[[ DATA TO PROCESS open ]]

Issue #5869, opened 2024-10-28
[Flaky Test]: TestHTTPSProxy – data race


mauri870:
### Failing test case

TestHTTPSProxy

### Error message

data race

### Build

https://buildkite.com/elastic/elastic-agent/builds/13456#0192d3f2-11d6-4f7e-a646-9e5c48fa8463

### OS

Mac

### Stacktrace and notes

This was introduced in https://github.com/elastic/elastic-agent/pull/5802.

```
PASS
==================
WARNING: DATA RACE
Read at 0x00c00007c863 by goroutine 80:
  testing.(*common).logDepth()
      /Users/admin/.gvm/versions/go1.22.8.darwin.amd64/src/testing/testing.go:1017 +0xcd
  testing.(*common).log()
      /Users/admin/.gvm/versions/go1.22.8.darwin.amd64/src/testing/testing.go:1010 +0xa4
  testing.(*common).Logf()
      /Users/admin/.gvm/versions/go1.22.8.darwin.amd64/src/testing/testing.go:1061 +0x6a
  testing.(*common).Logf-fm()
      <autogenerated>:1 +0x69
  github.com/elastic/elastic-agent/testing/proxytest.prepareMTLSProxyAndTargetServer.WithRequestLog.func3.1()
      /Users/admin/builds/bk-agent-prod-orka-1730132740729123083/elastic/elastic-agent/testing/proxytest/proxytest.go:100 +0xc3
  github.com/elastic/elastic-agent/testing/proxytest.New.func2()
      /Users/admin/builds/bk-agent-prod-orka-1730132740729123083/elastic/elastic-agent/testing/proxytest/proxytest.go:191 +0x75c
  net/http.HandlerFunc.ServeHTTP()
      /Users/admin/.gvm/versions/go1.22.8.darwin.amd64/src/net/http/server.go:2171 +0x47
  net/http.serverHandler.ServeHTTP()
      /Users/admin/.gvm/versions/go1.22.8.darwin.amd64/src/net/http/server.go:3142 +0x2a1
  net/http.(*conn).serve()
      /Users/admin/.gvm/versions/go1.22.8.darwin.amd64/src/net/http/server.go:2044 +0x13c4
  net/http.(*Server).Serve.gowrap3()
      /Users/admin/.gvm/versions/go1.22.8.darwin.amd64/src/net/http/server.go:3290 +0x4f

Previous write at 0x00c00007c863 by goroutine 57:
  testing.tRunner.func1()
[...]

PR #5950, opened 2024-11-06
[proxytest] Wait all requests to finish before closing the server

AndersonQ:
## What does this PR do?

Makes the proxytest to wait all requests to finish before closing the underlying HTTP server

## Why is it important?

The request log sometimes happens after the tests has finished, what causes the test to panic

## Checklist

```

[[ DATA TO PROCESS closed ]]

EXERCISE OBJECTIVE
Where the string "admin" appears in a line of the entries above, return that line.

ANSWER FOR THIS EXERCISE
      /Users/admin/.gvm/versions/go1.22.8.darwin.amd64/src/testing/testing.go:1017 +0xcd
      /Users/admin/.gvm/versions/go1.22.8.darwin.amd64/src/testing/testing.go:1010 +0xa4
      /Users/admin/.gvm/versions/go1.22.8.darwin.amd64/src/testing/testing.go:1061 +0x6a
      /Users/admin/builds/bk-agent-prod-orka-1730132740729123083/elastic/elastic-agent/testing/proxytest/proxytest.go:100 +0xc3
      /Users/admin/builds/bk-agent-prod-orka-1730132740729123083/elastic/elastic-agent/testing/proxytest/proxytest.go:191 +0x75c
      /Users/admin/.gvm/versions/go1.22.8.darwin.amd64/src/net/http/server.go:2171 +0x47
      /Users/admin/.gvm/versions/go1.22.8.darwin.amd64/src/net/http/server.go:3142 +0x2a1
      /Users/admin/.gvm/versions/go1.22.8.darwin.amd64/src/net/http/server.go:2044 +0x13c4
      /Users/admin/.gvm/versions/go1.22.8.darwin.amd64/src/net/http/server.go:3290 +0x4f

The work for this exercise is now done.